Two's complement is probably the most common method of representing signed values, but it's not the only one, hence the C standard can't make any guarantees of what will happen when you overflow a signed integer type. So it leaves the behavior undefined so the compiler doesn't have to deal with interpreting multiple representations.
The undefined behavior comes from early portability issues when signed integer types could be represented either as sign & magnitude, one's complement or two's complement.
Nowadays, all architectures represent integers as two's complement that do wrap around. But be careful : since your compiler is right to assume you won't be running undefined behavior, you might encounter weird bugs when optimisation is on.
Signed integer variables do not have wrap-around behavior in C language. Signed integer overflow during arithmetic computations produces undefined behavior. Note BTW that GCC compiler you mentioned is known for implementing strict overflow semantics in optimizations, meaning that it takes advantage of the freedom provided by such undefined behavior situations: GCC compiler assumes that signed integer values never wrap around. That means that GCC actually happens to be one of the compilers in which you cannot rely on wrap-around behavior of signed integer types.
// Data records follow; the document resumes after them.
PR #185, opened 2016-11-22
Adding ability to specify d3 curve function name as a line series prop

skastel:
In order to make smoothed line series, a user should be able to specify the name of one of the many smoothing functions that d3-shape provides: https://github.com/d3/d3-shape#curves

### DIFF
--- a/README.md
+++ b/README.md
@@ -83,6 +83,10 @@ npm test
 
 ## Change log
 
+### (UNRELEASED)
+
+- Improvement: added line smoothing via d3-shape curve functions ([#185](https://github.com/uber/react-vis/pull/185)).
+
 ### 0.6.4
 
 - Bugfix: Fixed the issue with numeric titles in legends ([#154](https://github.com/uber/react-vis/pull/154)).
--- a/docs/xy-plot.md
+++ b/docs/xy-plot.md
@@ -364,9 +364,18 @@ The way to align the hint inside the chart. When `auto` is set the hint is tryin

For example, GCC compiler can assume that for variable int i
the following condition
if (i > 0 && i + 1 > 0)
is equivalent to a mere
if (i > 0)
This is exactly what strict overflow semantics means.
Unsigned integer types implement modulo arithmetic. The modulo is equal 2^N
where N
is the number of bits in the value representation of the type. For this reason unsigned integer types do indeed appear to wrap around on overflow.
However, C language never performs arithmetic computations in domains smaller than that of int
/unsigned int
. Type unsigned short int
that you mention in your question will typically be promoted to type int
in expressions before any computations begin (assuming that the range of unsigned short
fits into the range of int
). Which means that 1) the computations with unsigned short int
will be preformed in the domain of int
, with overflow happening when int
overflows, 2) overflow during such computations will lead to undefined behavior, not to wrap-around behavior.
For example, this code produces a wrap around
unsigned i = USHRT_MAX;
i *= INT_MAX; /* <- unsigned arithmetic, overflows, wraps around */
while this code
unsigned short i = USHRT_MAX;
i *= INT_MAX; /* <- signed arithmetic, overflows, produces undefined behavior */
leads to undefined behavior.
If no int
overflow happens and the result is converted back to an unsigned short int
type, it is again reduced by modulo 2^N
, which will appear as if the value has wrapped around.